● **Work order**
Starting at the top of the entries below, set down each line exactly as written, and stop after the line containing "export const functionExtensions".

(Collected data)

>>

PR #193, opened 2022-07-25
Add payment_customization support

jianghong:

This allows us to push payment_customization functions as we are building it out.

### DIFF
--- a/packages/app/src/cli/constants.ts
+++ b/packages/app/src/cli/constants.ts
@@ -60,7 +60,7 @@ export const publicFunctionExtensions = {
   types: ['product_discounts', 'order_discounts', 'shipping_discounts'],
 } as const
 export const functionExtensions = {
-  types: [...publicFunctionExtensions.types, 'payment_methods', 'shipping_rate_presenter'],
+  types: [...publicFunctionExtensions.types, 'payment_methods', 'shipping_rate_presenter', 'payment_customization'],
 } as const
 
 export const functionExtensionTemplates = [
@@ -140,6 +140,8 @@ export const getFunctionExtensionPointName = (type: FunctionExtensionTypes) => {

<<

● **Solution to this task**
PR #193, opened 2022-07-25
Add payment_customization support

jianghong:

This allows us to push payment_customization functions as we are building it out.

### DIFF
--- a/packages/app/src/cli/constants.ts
+++ b/packages/app/src/cli/constants.ts
@@ -60,7 +60,7 @@ export const publicFunctionExtensions = {
   types: ['product_discounts', 'order_discounts', 'shipping_discounts'],
 } as const
 export const functionExtensions = {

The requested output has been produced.